PR #2054, opened 2022-11-21
:sparkles: Add cluster.NewClientFunc with options

erikgb:
This adds a new `cluster.ClientBuilderWithOptions` alongside the `cluster.DefaultNewClient`, which will allow users to easily get a client that caches `Unstructured` - which the default client intentionally doesn't, ref https://github.com/kubernetes-sigs/controller-runtime/issues/615#issuecomment-536769176.

Almost all the operators I work on seem to benefit from enabling caching of `Unstructured`. While not "that" common, I have also seen users asking for this on Slack. 😉 Adding this new func to controller-runtime will avoid having to implement the workaround explained in [this blog](https://ymmt2005.hatenablog.com/entry/2021/07/25/Caching_Unstructured_Objects_using_controller-runtime).

### DIFF
--- a/pkg/cluster/cluster.go
+++ b/pkg/cluster/cluster.go
@@ -112,6 +112,7 @@ type Options struct {
 	// NewClient is the func that creates the client to be used by the manager.
 	// If not set this will create the default DelegatingClient that will
 	// use the cache for reads and the client for writes.
+	// NOTE: The default client will not cache Unstructured.
 	NewClient NewClientFunc
 
 	// ClientDisableCacheFor tells the client that, if any cache is used, to bypass it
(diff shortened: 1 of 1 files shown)


varshaprasad96 (commented):
I understand the use-case of caching unstructured objects especially since most of them are CRs in controllers. But going through the discussion in the [issue](https://github.com/kubernetes-sigs/controller-runtime/issues/615#issuecomment-536769176), we would still be hitting the same issue of caching all the arbitrary objects accidentally. The evolution of uncached client was that we initially used to hit the API server to read all the unstructured objects (https://github.com/kubernetes-sigs/controller-runtime/blob/release-0.5/pkg/client/split.go#L45-L61) which then turned out to be expensive. Which is why the option of specifying uncached objects was introduced so that we could hit the api server only when needed (https://github.com/kubernetes-sigs/controller-runtime/blob/accd2623e14e6d4c4861ff76e7af40001e640f6b/pkg/client/split.go#L115). IMO I would still not want to cache all the unstructured objects by default (accidentally caching un-needed objects) or turn that option "on" for users who aren't aware of what happens inside the hood. From a users perspective, I feel its easier to figure out and understand that there is throttling happening in API server's end (and fix it) than to figure out it's a caching problem while debugging performance issues.

erikgb:
But why are more concerned about this for `Unstructured` than for any other type? I've seen many questions on Slack asking why a controller needs cluster-wide RBAC to resources just because the cache/watch is auto-created for any read of in-tree resource types like secrets. I have no problem with the current default (not cache `Unstructured`), but IMO it should be easier for users to enable caching of `Unstructured`, and would like it to surface somehow. It's considered best practice to grant a controller/operator least-privilege permissions, so caching all resources in the cluster is unlikely IMO.

pkg/cluster/cluster.go
```diff
@@ -255,16 +256,28 @@ func setOptionsDefaults(options Options) Options {
 // NewClientFunc allows a user to define how to create a client.
 type NewClientFunc func(cache cache.Cache, config *rest.Config, options client.Options, uncachedObjects ...client.Object) (client.Client, error)
 
-// DefaultNewClient creates the default caching client.
+// DefaultNewClient creates the default caching client, that will not cache Unstructured.
```
alvaroaleman, line 259:
```suggestion
// DefaultNewClient creates the default caching client, that will never cache Unstructured.
```

pkg/cluster/cluster.go
```diff
@@ -255,16 +256,28 @@ func setOptionsDefaults(options Options) Options {
...
 func DefaultNewClient(cache cache.Cache, config *rest.Config, options client.Options, uncachedObjects ...client.Object) (client.Client, error) {
+	return newClient(cache, config, options, false, uncachedObjects)
+}
+
+// CacheUnstructuredNewClient creates a caching client that will cache Unstructured.
+func CacheUnstructuredNewClient(cache cache.Cache, config *rest.Config, options client.Options, uncachedObjects ...client.Object) (client.Client, error) {
```
alvaroaleman, line 265: How about we do this similiar to what we do in the cache, where we have a `func BuilderWithOptions(options Options) NewCacheFunc {` to accomodate the case that ppl might want additional options in the future?

alvaroaleman: For example, we have for a long time discussed that the default behavior of the cache-backed client of automatically creating caches is not great, but it is extremely hard to change due to compatibility converns (ppl might only discover this change at runtime).

So having an option to allow ppl to opt into this would be nice

erikgb: @alvaroaleman Thanks a lot for the initial review and your suggestion. I have made an attempt to implement the suggested design with an extensible `cluster.ClientOptions` struct. Please take another look, and tell me what you think.

pkg/cluster/cluster.go
```diff
@@ -255,16 +256,35 @@ func setOptionsDefaults(options Options) Options {
...
-		Client:          c,
-		UncachedObjects: uncachedObjects,
-	})
+// ClientBuilderWithOptions returns a Client constructor that will build a client
+// honoring the options argument
+func ClientBuilderWithOptions(options ClientOptions) NewClientFunc {
+	return func(cache cache.Cache, config *rest.Config, clientOpts client.Options, uncachedObjects ...client.Object) (client.Client, error) {
+		if uncachedObjects != nil {
+			options.UncachedObjects = append(options.UncachedObjects, uncachedObjects...)
+		}
```
alvaroaleman, line 276: No reason for the conditional:

```suggestion
		options.UncachedObjects = append(options.UncachedObjects, uncachedObjects...)
```

erikgb: Thx! 😊

alvaroaleman (approved):

alvaroaleman:
thanks!

erikgb:
Thanks for the review @alvaroaleman. I really like your suggestion, which makes this change extensible for future improvements! 👍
┄┄┄┄┄┄
_INSTRUCTIONS FOR THE TASK:_ Which of the lines above include the word "append"? Copy each of them.

_FINISHED EXERCISE:_
+			options.UncachedObjects = append(options.UncachedObjects, uncachedObjects...)
		options.UncachedObjects = append(options.UncachedObjects, uncachedObjects...)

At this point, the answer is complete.